(EXERCISE BRIEF) Report how many lines in the records that follow have the word "value" in them, giving the number and nothing more.

[Start of section]

Issue #2513, opened 2026-07-09
Rollback (move-task --to planned) should uncheck tasks.md subtask rows for the WP — currently stays [x] which defeats the for_review gate on re-implementation


rayjohnson:
## Problem

When a WP is rolled back (`move-task WPxx --to planned`, or any backward transition from a state ≥ `for_review`) the `- [x] T###` subtask rows in `tasks.md` remain checked. They are never written by the rollback path.

On the next implementation pick-up this causes two compounding failures:

1. **Agent skips the work.** The implementing agent reads the WP section and sees all boxes already checked — it treats them as done and moves on without re-doing the rolled-back work.
2. **Subtask gate passes immediately.** When the agent transitions to `for_review`, `_check_unchecked_subtasks` reads the (still-`[x]`) rows, finds no unchecked ones, and lets the transition through — no work performed.

Net result: the WP re-enters review with the boxes saying "done" for work that was never re-done. The gate exists precisely to prevent this.

## Root cause

`move-task` writes the WP file (frontmatter + history) but never touches `tasks.md`. The only code that unchecks `- [ ] T###` rows is `mark-status --status pending`, which must be called explicitly with individual task IDs. Rollbacks do not call it.

## Reproduction

1. Implement a WP, tick subtask rows, move to `for_review`.
2. Reviewer moves it back to `planned` (rejected review).
3. Check `tasks.md` — WP section still shows `- [x] T###` for every subtask.
4. `move-task WPxx --to in_progress` then immediately `move-task WPxx --to for_review` — the subtask gate passes with zero new work.

## Fix shape

A helper called from the rollback execution path in `_mt_execute` (or `_mt_persist_wp_file`), after the status event is emitted:

1. Detect backward transition: `target_lane in {Lane.PLANNED, Lane.IN_PROGRESS, Lane.CLAIMED}` AND `old_lane >= Lane.FOR_REVIEW`
2. Read `tasks.md` from the PRIMARY surface (`resolve_planning_read_dir(kind=TASKS_INDEX)`)
3. Walk the WP's section via `iter_wp_section_subtask_rows` (already in `core/subtask_rows.py`, #2504)
4. Replace `[x]` → `[ ]` for all `T###` rows in that section
5. Write and auto-commit (`TASKS_INDEX` kind, same route as `_ms_commit`)

## Relationship

[...]

PR #2514, opened 2026-07-09
fix(#2512): stale claim markers block lane allocation after OS kill — three-part fix

### LINKED ISSUE #2512: Stale claim markers (agent/shell_pid from a dead session) block orchestrator lane allocation; move-task doesn't clear them, no liveness check, LANE_ALLOCATION_FAILED payload carries no reason
Live repro on a coordination mission (spec-kitty 3.2.6-dev + pending PRs; orchestrator current). Field report from the operating agent, mechanics verified.

## Symptom

`spec-kitty-orchestrator orchestrate`/`resume` fails a WP with `[LANE_ALLOCATION_FAILED]` within ~2s of loop start, deterministically — while the WP is in lane `planned` with a **clean** lane worktree.

## Root cause (verified)

The WP's frontmatter still carries claim markers from a **dead session** — `agent: "claude-code"`, `shell_pid: "41417"` (`ps -p 41417` → dead). Producing sequence:

1. An implementing agent is killed mid-run (in our case: macOS idle-sleep, pre-#2500), leaving `agent`/`shell_pid` planted in the WP frontmatter.
2. Every subsequent orchestrator allocation refuses on the stale claim.
3. `spec-kitty agent tasks move-task WP03 --to planned` **succeeds but does not clear `agent`/`shell_pid`** — the refusal persists across the lane reset that should logically release the claim.
4. Meanwhile a direct `spec-kitty agent action implement WP03 --agent claude-code` succeeds (it overwrites the claim) — so the natural diagnostic step **re-plants a fresh claim that goes stale again**, re-breaking the orchestrator. We looped through exactly that twice.

Diagnosis cost ~2h of wrong theories (dirty worktree, the #2508 routing bug) because the error carries no reason: `orchestrator_api` wraps allocator exceptions (incl. bare `RuntimeError`) as `LANE_ALLOCATION_FAILED` and passes `str(exc)` as the message, but the **data payload** contains only mission identity + wp_id — and that's what the orchestrator surfaces.

## Three composable fixes (any one unblocks; all three seem right)

1. **`move-task --to planned` (and any lane-reset transition) clears the `agent`/`shell_pid` claim fields** — a lane reset that leaves the claim planted is a split-brain between the event log (authority) and the frontmatter (operational metadata).
2. **The allocator treats a claim with a dead `shell_pid` as reclaimable** (liveness check) — this is the one that makes sleep-kill recovery automatic, which is the entire point of the resume path. `shell_pid` exists to prevent abandoned tasks; a dead pid IS the abandonment signal.
3. **`LANE_ALLOCATION_FAILED` includes the refusal reason in its payload** (`claimed by pid N (dead|alive)`), not just the envelope message.

## Workaround (for anyone else who hits this)

Delete the `agent`/`shell_pid` lines from the WP's frontmatter; allocation then runs clean.

## Relationship to recent work

Same mission also field-confirmed #2508's fix (direct implement now allocates + lands the start-commit on the coordination branch correctly) and the orchestrator's #2500 sleep assertion — this staleness is the last blocker in the sleep-kill→resume recovery chain. Happy to implement whichever subset of the three you'd take (2+3 feel highest-value; 1 is the hygiene fix).

rayjohnson:
## Summary

Fixes #2512. Three composable fixes for the sleep-kill→resume recovery chain field-reported by the operating agent (`spec-kitty-orchestrator orchestrate` failing with `LANE_ALLOCATION_FAILED` after macOS idle-sleep killed the implementing agent mid-session).

### Root cause (traced)

The actual cause of `LANE_ALLOCATION_FAILED` is **Fix 2** below: when the OS kills the agent, the lane worktree *directory* vanishes while the lane *branch* survives in git. The allocator then tried `git worktree add -b <branch>` (create-new-branch) which fails with "branch already exists". The `_recover_lane_worktree` helper for exactly this case existed but was never called.

The `agent`/`shell_pid` stale frontmatter (Fix 1) is a co-symptom of the same kill event — corrected independently.

### Fix 1 — `move-task --to planned` clears `agent`/`shell_pid`

`_mt_persist_wp_file` now calls `delete_scalar(front, "agent")` + `delete_scalar(front, "shell_pid")` before the conditional re-plants when `target_lane == Lane.PLANNED`. A plain rollback always leaves the WP with a clean claim state. An explicit `--agent` on rollback still re-plants (delete then re-set). Forward transitions (`in_progress`) leave existing claims untouched.

Requires new `delete_scalar()` in `task_utils` — removes a key-value line from WP frontmatter without disturbing surrounding content, companion to the existing `set_scalar`/`extract_scalar`.

### Fix 2 — allocator crash-recovery: reattach when branch exists but worktree is gone

In `allocate_lane_worktree`, before the creation path, check `_branch_exists(repo_root, branch)`. If the branch exists (crash-survival case):
1. `git worktree prune` — cleans up the stale registry entry for the gone directory so git does not reject re-attachment
2. `_recover_lane_worktree` — `git worktree add <path> <branch>` (without `-b`) reattaches to the existing branch
3. Validate clean + merge dependency tips, same as the reuse path

### Fix 3 — `LANE_ALLOCATION_FAILED` payload carries `"reason"`

The `data` dict in `_resolve_start_workspace` now includes `"reason": str(exc)` so the orchestrator can surface a machine-readable diagnostic. The envelope `message` already carried `str(exc)` but was not structurally queryable. A missing reason field cost ~2h of misdiagnosis in the field.

## Companion

#2513 (rollback should also uncheck `tasks.md` subtask rows — same "rollback should clean up per-WP operational state" class) — filed, deferred to follow-up PR to keep this one focused.

## Test plan

- [x] 14 new unit tests: `delete_scalar` (6), rollback claim-clearing (4), allocator crash-recovery (4)
- [x] 92/92 existing lane + orchestrator_api tests pass
- [x] 22,511/22,511 fast tests pass; 5 failures are pre-existing on `main`
- [x] `ruff check` clean on all changed files


stijn-dejongh:

stijn-dejongh:

That PR faithfully aggregated your commit for #2512 — **preserved with your original authorship/attribution** — and aligned it with the other four coord-shadows fixes into one coherent slice that closes the read/gate arm of epic #2160 (`_infer_subtasks_complete` no longer fails open; the fix ships on every path). #2512 is closed by #2572.

PR #2515, opened 2026-07-09
fix(#2513): uncheck tasks.md subtask rows on WP rollback to planned

### LINKED ISSUE #2513: Rollback (move-task --to planned) should uncheck tasks.md subtask rows for the WP — currently stays [x] which defeats the for_review gate on re-implementation

rayjohnson:
## Problem

When `move-task --to planned` rolls a WP back, the `- [x] T###` subtask rows in the WP's `tasks.md` section stay checked. The lane-transition gate then passes immediately on the next `for_review` submission — without any work being re-done. The checked rows lie about the state: a rolled-back WP must be fully re-implemented.

Fixes #2513.

## Solution

`_mt_execute` now calls `_mt_uncheck_rollback_subtasks(st, ports)` when `target_lane == Lane.PLANNED`, placed outside the status lock (same pattern as `_mt_release_review_lock`).

The helper:
1. Resolves `tasks.md` through the `TASKS_INDEX` primary-partition anchor (via `ports.fs.planning_read_dir(kind=TASKS_INDEX)`) so coord-topology missions read the correct surface — not the `-coord` husk (same anchor as `mark-status` and the subtask gate).
2. Calls `uncheck_wp_section_subtask_rows(text, wp_id)` (new `core/subtask_rows.py`) which applies the canonical `#2346` heading-boundary/fence semantics to flip `[x]` → `[ ]` only within the target WP's section.
3. Writes back the modified content.
4. Auto-commits via `ports.coord.commit_artifact(..., kind=TASKS_INDEX)` when `resolved_auto_commit` is set — same route as `mark-status`.

Failures are non-fatal: missing `tasks.md` is silently skipped; commit exceptions are logged as warnings, never `typer.Exit`.

## New module: `core/subtask_rows.py`

> **Note:** PR #2505 also creates `core/subtask_rows.py` with read-only utilities (`iter_wp_section_subtask_rows`, `count_wp_section_subtask_rows`). When both PRs land, the section-traversal logic should be unified into one canonical walk. The merge conflict is trivial (combine both functions into the file).

## Tests

15 new tests across 2 new files:
- `tests/specify_cli/core/test_uncheck_wp_section_subtask_rows.py` — 9 unit tests for the text-transform function (section boundaries, fences, case variants, dependency-mention heading rule, sub-headings without WP tokens, unchanged-text identity)
- `tests/specify_cli/cli/commands/agent/test_move_task_uncheck_rollback.py` — 6 unit tests for `_mt_uncheck_rollback_subtasks` (unchecks rows, no-write when nothing to uncheck, skips when tasks.md absent, commits when auto-commit enabled, skips commit when disabled, non-fatal commit failure)

`_mt_uncheck_rollback_subtasks` added to the WP05 move-set in `test_tasks_move_task_seam.py` and re-exported through `tasks.py` (seam-bridge rule).

## Test plan

- [x] 15 new tests pass
- [x] Existing move-task test suite green (66 tests)
- [x] `ruff check` — no issues
- [x] Full fast suite: 22,529+ passed (architectural shard-marker flakiness pre-existing, unrelated to this diff)

### DIFF
--- a/src/specify_cli/cli/commands/agent/tasks.py
+++ b/src/specify_cli/cli/commands/agent/tasks.py
@@ -440,6 +440,7 @@ from specify_cli.cli.commands.agent.tasks_move_task import (
     _mt_resolve_feedback as _mt_resolve_feedback,
     _mt_resolve_pre_review_workspace as _mt_resolve_pre_review_workspace,
     _mt_resolve_targets as _mt_resolve_targets,
+    _mt_uncheck_rollback_subtasks as _mt_uncheck_rollback_subtasks,
     _mt_review_config_section as _mt_review_config_section,
     _mt_run_decision as _mt_run_decision,
     _mt_run_pre_review_gate as _mt_run_pre_review_gate,
--- a/src/specify_cli/cli/commands/agent/tasks_move_task.py
+++ b/src/specify_cli/cli/commands/agent/tasks_move_task.py
@@ -62,6 +62,7 @@ from specify_cli.agent_tasks_ports import (
 from specify_cli.cli.commands.agent.tasks_finalize_validation import (
     _read_transactional_wp_lane,
 )
+from specify_cli.cli.commands.agent.tasks_outline import TASKS_MD_FILENAME
 from specify_cli.cli.commands.agent.tasks_materialization import (
     _collect_status_artifacts,
     _persist_review_artifact_override,
@@ -86,6 +87,7 @@ from specify_cli.cli.commands.agent.tasks_transition_core import (
 from specify_cli.core.commit_guard import GuardCapability
 from specify_cli.core.constants import KITTY_SPECS_DIR
 from specify_cli.core.paths import is_worktree_context
+from specify_cli.core.subtask_rows import uncheck_wp_section_subtask_rows
 from specify_cli.core.utils import write_text_within_directory
 from specify_cli.git import SafeCommitPathPolicyError
 from specify_cli.missions._read_path_resolver import (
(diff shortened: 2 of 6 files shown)


stijn-dejongh:

stijn-dejongh:

That PR faithfully aggregated your commit for #2513 — **preserved with your original authorship/attribution** — and aligned it with the other four coord-shadows fixes into one coherent slice that closes the read/gate arm of epic #2160 (`_infer_subtasks_complete` no longer fails open; the fix ships on every path). #2513 is closed by #2572.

[End of section]

(RESPONSE TO THIS EXERCISE) 2